他用缚妖锁困住她,又缓缓在她面前坐下,似乎是在等着她冷静下来。
她低头坐在地上,“你想干什么?”
“是想用这件事情来拿捏我、控制我?”
“呵呵,我告诉你,绝不可能!”
“我不会让你有这个机会!”
她红着眼眶,恶狠狠道:“我只会杀了你,让你永远闭嘴。”
她妖力紊乱如麻,可能在他眼里,就是故作凶狠,像只被按住后颈、再也不能逞凶的小兽。
墨云叹素来冷峭的眉眼松了几分,往日寒潭般的眼底凝着一层浅淡的柔光。
她可是以狡猾著称的狐妖,怎么可能看不出他对她的怜爱和容忍,可能是本性在作祟,他对她底线越低,她就越是能搞事。
“说够了?”
她声音微哑,“没够。”
“那你继续。”
她撇头,“你到底想干什么?”
他起身凑近,膝盖压住了她散开裙摆,“别哭了,我知道你不是故意的,你只是太害怕了。”
……
他絮絮叨叨宽慰她,主动开解她,把她定位为纯洁无辜的妖。都是九婴的过错,厉劫失了防范,才会导致现在的后果。

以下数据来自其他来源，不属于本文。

PR #6518, opened 2020-06-02
[Java][Jersey2] various improvements

wing328:
- add the option "oneOfDiscriminatorLookup" to speed up the oneOf schema matching process
- add additionalProperties support
- add serializer and deserializer to oneof/anyof schemas
- remove oneof/anyof logic from ApiClient

### PR checklist


samples/openapi3/client/petstore/java/jersey2-java8/src/main/java/org/openapitools/client/model/Pig.java
```diff
@@ -60,12 +88,30 @@ public PigDeserializer(Class<?> vc) {
...
             JsonNode tree = jp.readValueAsTree();
+            Object deserialized = null;
+            Pig newPig = new Pig();
+            Map<String,Object> result2 = tree.traverse(jp.getCodec()).readValueAs(new TypeReference<Map<String, Object>>() {});
+            String discriminatorValue = (String)result2.get("className");
+            switch (discriminatorValue) {
+                case "BasquePig":
+                    deserialized = tree.traverse(jp.getCodec()).readValueAs(BasquePig.class);
+                    newPig.setActualInstance(deserialized);
+                    return newPig;
```
spacether, line 99: So it looks like this sets this.instance = to the deserialized instance of BasquePig where this is a Pig instance? Is that right?
Why include the BasquePig instances in this Pig instance vs just returning the instance of BasquePig?
You mentioned a use case when a client may want to change the type of an instance from
BasquePig to DanishPig.
That is possible if one knows about the ancestor class Pig, which the client would know because that is the data type that is being deserialized.
My understanding is that you want a client to be able to change a model instance class type(BasquePig/DanishPig) given only the deserialized instance and NOT having to know about the ingested data type, is that right?
Can you describe a more realistic use case than converting pig types?

wing328: > So it looks like this sets this.instance = to the deserialized instance of BasquePig where this is a Pig instance? Is that right?

Yes

>  Why include the BasquePig instances in this Pig instance vs just returning the instance of BasquePig?

Because Pig is an `oneOf`. Returning BasqueBig means the client will lose the information the return type is oneOf and DanishPig is another possibility.

>  That is possible if one knows about the ancestor class Pig, which the client would know because that is the data type that is being deserialized.

You mean DanishPig stores the oneOf schema information (Pig in this case)? What if DanishPig happens to be the oneOf schema node in "Creature" or "Animal" oneOf schema?

> My understanding is that you want a client to be able to change a model instance class type(BasquePig/DanishPig) given only the deserialized instance and NOT having to know about the ingested data type, is that right?

One can change the model (DanishPig or BasqueBig) in the client side independent of how "Pig" is created - whether it's deserialized from a payload returned by the server or it's created in the client side from scratch.

>  Can you describe a more realistic use case than converting pig types?

- The client calls the `petPig` and gets a `Pig` (which happens to be a DanishPig in this example)
- The client changes the instance from DanishPig to Snake and got an error (which is the expected behaviour according to the spec)
- The client changes the instance form DanishPig to BasqueBig and got no error
- The client calls `updatePet` with the `Pig` object (originally obtained from `getPig`) with the underlying instance set to BasqueBig in the above step
- The server checks the payload (BasqueBig) and accepts it since it conform to the `Pig` definition (oneOf)

I would suggest you step back from actual use case as OpenAPI spec is a contract and the implementation should work with respect to the contract. (this is not to say real use cases are bad)

modules/openapi-generator/src/main/resources/Java/libraries/jersey2/model.mustache
```diff
@@ -39,9 +51,16 @@ import javax.validation.Valid;
 {{#performBeanValidation}}
 import org.hibernate.validator.constraints.*;
 {{/performBeanValidation}}
+import {{invokerPackage}}.JSON;
```
symphony-youri, line 54: Hello @wing328 ,
Would you know why this import is required? I'm trying to generate code without the supporting files and it does not compile because of this import

PR #6539, opened 2020-06-04
[C++][Ue4] various bus fixes

Kahncode:
More fixes to UE4 code generator. Tested compilation under various project setups, including linux compilation. Added support for string and enum type definitions. Better handling of variable names in edge cases, should no longer produce empty variable names.

### PR checklist

### DIFF
--- a/modules/openapi-generator/src/main/java/org/openapitools/codegen/languages/CppUE4ClientCodegen.java
+++ b/modules/openapi-generator/src/main/java/org/openapitools/codegen/languages/CppUE4ClientCodegen.java
@@ -497,13 +497,20 @@ public class CppUE4ClientCodegen extends AbstractCppCodegen {
             name = name.toLowerCase(Locale.ROOT);
         }
 
+        //Unreal variable names are CamelCase
+        String camelCaseName = camelize(name, false);
+
+        //Avoid empty variable name at all costs
+        if(!camelCaseName.isEmpty()) {
+            name = camelCaseName;
+        }
+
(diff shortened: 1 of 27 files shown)


modules/openapi-generator/src/main/java/org/openapitools/codegen/languages/CppUE4ClientCodegen.java
```diff
@@ -497,13 +497,20 @@ public String toVarName(String name) {
...
+
+        //Avoid empty variable name at all costs
+        if(!camelCaseName.isEmpty()) {
+            name = camelCaseName;
+        }
+
         // for reserved word or word starting with number, append _
         if (isReservedWord(name) || name.matches("^\\d.*")) {
             name = escapeReservedWord(name);
         }
```
wing328, line 511: I think the special handling of the reserved words may not work here (before and after this PR).

I'll file another PR to address it later.

wing328:
>  Better handling of variable names in edge cases

Do you have an example of the edge cases? We may add it to the test spec.

Kahncode:
Hi @wing328 The edge case encountered was "_". Because of camelize, this generates an empty variable name. Also in the previous logic, it used underscores to escape unique names and language reserved keywords, but before camelizing, so it would end up removing the underscores in the camelize step, and create invalid variable names.

wing328:
OK. Likely generators have similar issues handling just "_". Will add it to the test spec later and update other generators accordingly

PR #6557, opened 2020-06-05
[Python] Support for per-operation servers

jirikuncar:
Support `servers:` definition.

See:
- `go-experimental` https://github.com/OpenAPITools/openapi-generator/pull/4635
- `java` https://github.com/OpenAPITools/openapi-generator/pull/4998

### PR checklist


modules/openapi-generator/src/main/resources/python/configuration.mustache
```diff
@@ -155,20 +155,30 @@ conf = {{{packageName}}}.Configuration(
...
+        self._base_path = "{{{basePath}}}" if host is None else host
         """Default Base url
         """
+        self.server_index = 0 if server_index is None and host is None else server_index
+        self.server_operation_index = server_operation_index or {}
+        """Default server index
+        """
+        self.server_variables = server_variables or {}
+        self.server_operation_variables = server_operation_variables or {}
+        """Default sever variables
```
therve, line 180:
```suggestion
        """Default server variables
```

modules/openapi-generator/src/main/resources/python/configuration.mustache
```diff
@@ -561,14 +571,14 @@ conf = {{{packageName}}}.Configuration(
             {{/servers}}
         ]
 
-    def get_host_from_settings(self, index, variables=None):
+    def get_host_from_settings(self, index, variables=None, servers=None):
         """Gets host URL based on the index and variables
         :param index: array index of the host settings
         :param variables: hash of variable and the corresponding value
```
therve, line 577: Missing servers params doc.

modules/openapi-generator/src/main/resources/python/python-experimental/api.mustache
```diff
@@ -131,7 +131,7 @@ class {{classname}}(object):
             kwargs['_check_return_type'] = kwargs.get(
                 '_check_return_type', True
             )
-            kwargs['_host_index'] = kwargs.get('_host_index', 0)
+            kwargs['_host_index'] = kwargs.get('_host_index', None)
```
therve, line 134:
```suggestion
            kwargs['_host_index'] = kwargs.get('_host_index')
```

modules/openapi-generator/src/main/resources/python/configuration.mustache
jirikuncar, line 577:
```suggestion
        :param variables: hash of variable and the corresponding value
        :param servers: host settings for the endpoint
```

jirikuncar:
Can anyone please review this PR? Thank you!

jirikuncar:
@jimschubert @spacether how can I get more info on failed Travis job?
```
Loading composer repositories with package information
Updating dependencies (including require-dev)
                                                                              
  [Composer\Downloader\TransportException]                                    
  Content-Length mismatch, received 151799 bytes out of the expected 1479855  
                                                                              
install [--prefer-source] [--prefer-dist] [--dry-run] [--dev] [--no-dev] [--no-custom-installers] [--no-autoloader] [--no-scripts] [--no-progress] [--no-suggest] [-v|vv|vvv|--verbose] [-o|--optimize-autoloader] [-a|--classmap-authoritative] [--apcu-autoloader] [--ignore-platform-reqs] [--] [<packages>]...
[ERROR] Failed to execute goal org.codehaus.mojo:exec-maven-plugin:1.2.1:exec (bundle-install) on project Slim4PetstoreServerTests: Command execution failed. Process exited with an error: 1 (Exit value: 1) -> [Help 1]
[ERROR] 
[ERROR] 
[ERROR] For more information about the errors and possible solutions, please read the following articles:
[ERROR] [Help 1] http://cwiki.apache.org/confluence/display/MAVEN/MojoExecutionException
[ERROR] 
[ERROR] After correcting the problems, you can resume the build with the command
[ERROR]   mvn <args> -rf :Slim4PetstoreServerTests
```

samples/client/petstore/python-asyncio/petstore_api/configuration.py
```diff
@@ -466,3 +480,17 @@ def get_host_from_settings(self, index, variables=None):
             url = url.replace("{" + variable_name + "}", used_value)
 
         return url
+
+    @property
+    def host(self):
+        """Return generated host."""
+        if self.server_index is None:
+            return self._base_path
```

她目光逐渐放空,她想起了厉劫说过,有一件重要的事情要和她说,可惜再也没机会了。
她不想杀他的,是真的不想……
墨云叹揽住了安静落泪的她,“以后,我会陪着你。”
心机深沉的老家伙,说话也是好听的。她靠在他的肩头,厉劫死于她手之后,她的良心好像是坏掉了,只剩下了一层虚伪故作柔弱良善的皮。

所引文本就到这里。